First we download the data and unzip it in the working directory (if needed) and read it for further use
dataurl <- "https://d396qusza40orc.cloudfront.net/repdata%2Fdata%2Factivity.zip"
if (!file.exists("project1.zip")){
download.file(dataurl, "project1data.zip")
}
if (!file.exists("activity.csv")) {
unzip("project1data.zip")
}
# Read the data
activity <- read.csv("activity.csv", header = T)
To see how many steps per day there are we can do a histogram as the following
daily_steps <- aggregate(steps ~ date, data = activity, FUN = sum, na.rm = T)
daily_mean <- mean(daily_steps$steps)
daily_median <- median(daily_steps$steps)
# Plot the data including marks for the max, min and mean number of steps
hist(daily_steps$steps, breaks = 20, col = "lightgreen",
xlab = "Number of steps per day",
main = "Repetitions of number of steps per day")
abline(v = daily_mean, col = "darkred", lwd = 1)
abline(v = daily_median, col = "magenta", lwd = 1)
abline(v = min(daily_steps$steps), col = "darkgreen", lwd = 1)
abline(v = max(daily_steps$steps), col = "darkblue", lwd = 1)
legend(x = "topright", col = c("darkred", "magenta", "darkgreen", "darkblue"),
c("Mean", "Median", "Minimum", "Maximum"), lwd = 1)
The values of the mean and the median are so close to one another that both of them lines overlap in the plot. To compare their respective values we print explicitly both of them
- Mean = 1.0766189\times 10^{4}
- Median = 10765
As expected from the plot, they are very similar.
Create a new data frame to contain the new information that we have to analyze aggregating the information of number of steps per 5 min time period.
stepsperday <- aggregate(x=list(steps=activity$steps),
by=list(time=activity$interval), FUN=mean, na.rm=TRUE)
plot(stepsperday$time, stepsperday$steps, type = "l",
main = "Daily routine on number of steps", xlab = "Time period in 5 mins intervals",
ylab = "Average number of steps")
We find the (median) maximum number of steps and on which 5-min interval is it
max_step <- max(stepsperday$steps)
time_max <- stepsperday$time[stepsperday$steps == max_step]
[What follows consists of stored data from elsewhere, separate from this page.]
PR #960, opened 2026-04-15
Bug/update use effect config

bedanley:
Fixed infinite render loops in the React UI by memoizing the authentication user object and refining useEffect dependencies across multiple components. Previously, the auth user object was recreated on every render, causing components that depend on it to continuously re-render and dispatch Redux actions, leading to performance issues and repeated API calls.

### DIFF
--- a/lib/user-interface/react/src/shared/hooks/useAnnouncementNotifier.ts
+++ b/lib/user-interface/react/src/shared/hooks/useAnnouncementNotifier.ts
@@ -14,7 +14,7 @@
   limitations under the License.
 */
 
-import { useEffect, useCallback } from 'react';
+import { useEffect, useCallback, useRef } from 'react';
 import { useAppDispatch } from '@/config/store';
 import { useNotificationService } from '@/shared/util/hooks';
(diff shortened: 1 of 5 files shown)


lib/user-interface/react/src/shared/hooks/useAnnouncementNotifier.ts
```diff
@@ -67,5 +78,5 @@ export function useAnnouncementNotifier (config: IConfiguration | undefined): vo
             true,
             onDismiss,
         );
-    }, [config, clearAnnouncement, notificationService]);
+    }, [config, isEnabled, message, createdAt, clearAnnouncement, notificationService]);
```
gingerknight, line 81: Minor nit: config is still in the dependency array alongside the new const. 
With the guards in place, I _don't think_ this is needed here anymore. We could drop the (!config) early exit since it is already covered by the defaults:
```
isEnabled -> false, 
message -> ''
```

gingerknight (dismissed):
Approved! Good find!

PR #974, opened 2026-04-20
Add Throttling to LISA Serve

estohlmann:
Adding optional throttling to LISA Serve


lib/serve/rest-api/src/main.py
```diff
@@ -82,12 +83,23 @@ async def lifespan(app: FastAPI):  # type: ignore
...
 
 
+@app.middleware("http")
+async def rate_limit(request, call_next):  # type: ignore
+    """Per-user rate limiting middleware.
+
+    Runs after authentication (user identity is available) to enforce
+    per-API-key / per-user request rate limits.
+    """
+    return await rate_limit_middleware(request, call_next)
```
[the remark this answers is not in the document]
estohlmann: We need them to be authed so we can do user specific limit overrides and ensuring that stability is good.

lib/serve/rest-api/src/middleware/rate_limit_middleware.py
```diff
@@ -0,0 +1,280 @@
...
+        if refill_rate <= 0:
+            return False, 60.0
+
+        # How long until one token is available
+        wait = (1.0 - self.tokens) / refill_rate
+        return False, wait
+
+
+# Global bucket store — keyed by user identity string
+_buckets: dict[str, _TokenBucket] = {}
```
bedanley, line 133: Do we have sticky sessions for a user? Otherwise this will need to be synced for each rest-api instance.

bedanley (dismissed):

lib/serve/rest-api/src/middleware/rate_limit_middleware.py
estohlmann: Good call out. Added them to the ALB is rateLimitEnabled is true

bedanley (approved):

PR #1066, opened 2026-06-05
feat/opensearch hybrid

gingerknight:
*Issue #, if available:*

### Summary
- Enables hybrid search for OpenSearch RAG repositories. Users selecting "Hybrid" mode get results from both semantic embedding and keyword matching via OpenSearch's inline `search_pipeline` body 
- Requires OpenSearch 2.13+.

#### Key behaviors:
- OpenSearch repos advertise `supportsHybridSearch: true`
- `hybrid_retrieve()` sends inline `normalization-processor` pipeline with configurable vector/lexical weights
- Per-citation similarity scores plumbed end-to-end (visible in message metadata)
- Chat UI: "RAG Settings" card with linked Slider+Input weight controls, preset buttons, capability gating
- Weight params (`vectorWeight`/`lexicalWeight`) 
- Admin toggle controls global hybrid availability

### How it works

When a user selects "Hybrid" search mode, the request flows through three layers:

**The backend** adds a new `hybrid_retrieve()` method to `OpenSearchRepositoryService`. Instead of the existing vector-only kNN query, it constructs a compound query combining BM25 (keyword) and kNN (semantic) legs, with a `normalization-processor` search pipeline sent inline in the request body. The weights controlling how much each leg contributes (e.g., 0.7 vector / 0.3 lexical) arrive as query string parameters, validated by a `HybridWeights` Pydantic model in the Lambda handler before reaching the service. A new `RetrieveResult` dataclass standardizes the return shape across all repository backends, carrying both the documents and metadata like `actual_mode_used` and per-document similarity scores.

**The chat UI** introduces a "RAG Settings" card inside the session configuration modal. When the selected repository supports hybrid and the admin toggle is on, users see a search mode dropdown. Choosing "Hybrid" reveals weight controls — paired sliders and number inputs that stay linked (adjusting one automatically sets the other so they sum to 1). Three preset buttons (Balanced, Semantic-heavy, Lexical-heavy) offer quick starting points. The weights are stored per-session and sent to the API on each RAG query.

**The Python SDK** (`lisapy`) exposes `vector_weight` and `lexical_weight` as optional parameters on `similarity_search()`, passing them as query string params to the REST API. SDK consumers who don't specify weights get the server-side defaults (0.7/0.3).
  
### Feature Boundaries

- Search-mode dropdown defaults to "Vector" when `hybridSearch` admin toggle is off
- `deriveRagSearchMode()` returns `'vector'` when admin flag disabled or repo doesn't support hybrid
- No silent fallback for OpenSearch hybrid. Requires 2.13+; errors propagate to the client
- No persistent infrastructure changes (no OpenSearch pipelines created, no new DDB tables)
#### Disabled Rag Controls based on Repo/Collection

The extremal value is 206.1698113 (mean) steps in the 5-min interval 835.
Create the imputed data frame
imputed <- activity # Create a new data frame so we don't overwrite the original data
meanint <- tapply(imputed$steps, imputed$interval, mean, na.rm=TRUE, simplify=TRUE)
imputed$steps[is.na(imputed$steps)] <-
meanint[as.character(imputed$interval[is.na(imputed$steps)])]
Calculate how many steps are taken now per time interval and plot it into a histogram
imputed_steps <- aggregate(steps ~ date, data = imputed, FUN = sum, na.rm = T)
imputed_mean <- mean(imputed_steps$steps)
imputed_median <- median(imputed_steps$steps)
# Plot the data including marks for the max, min and mean number of steps
hist(imputed_steps$steps, breaks = 20, col = "lightgreen",
xlab = "Number of steps per day",
main = "Repetitions of number of steps per day")
abline(v = imputed_mean, col = "darkred", lwd = 1)
abline(v = imputed_median, col = "magenta", lwd = 1)
abline(v = min(imputed_steps$steps), col = "darkgreen", lwd = 1)
abline(v = max(imputed_steps$steps), col = "darkblue", lwd = 1)
legend(x = "topright", col = c("darkred", "magenta", "darkgreen", "darkblue"),
c("Mean", "Median", "Minimum", "Maximum"), lwd = 1)
Again, the mean and the median are indistinguishable in the plot. Their explicit values are:
- Imputed data frame mean = 1.0766189\times 10^{4}
- Imputed data frame median = 1.0766189\times 10^{4}
Therefore, by introducing the missing values, the mean and the median coincide in the imputed data frame.
So far we've been using the "date" data column in the original data frame as a factor. In order to use it as a date data format we must convert it. We then create a new column containing if each day is a weekend or a weekday.
##
## Attaching package: 'dplyr'
## The following objects are masked from 'package:stats':
##
## filter, lag
## The following objects are masked from 'package:base':
##
## intersect, setdiff, setequal, union
Aggregate the data and plot the results to compare graphically the weekends and weekdays
stepsint <- aggregate(steps ~ interval + week_part, imputed, mean)
# Load ggplot2
library(ggplot2)
# Plot the results
comparison <- ggplot(stepsint, aes(x=interval, y=steps, color = week_part)) +
geom_line() +
facet_wrap(~week_part, ncol = 1, nrow=2)
print(comparison)
From the plots we can deduce that, in general, the individuals walked more on the weekends than on weekdays, probably due to the lack of free time during working days in contrast with the free time available in the weekends.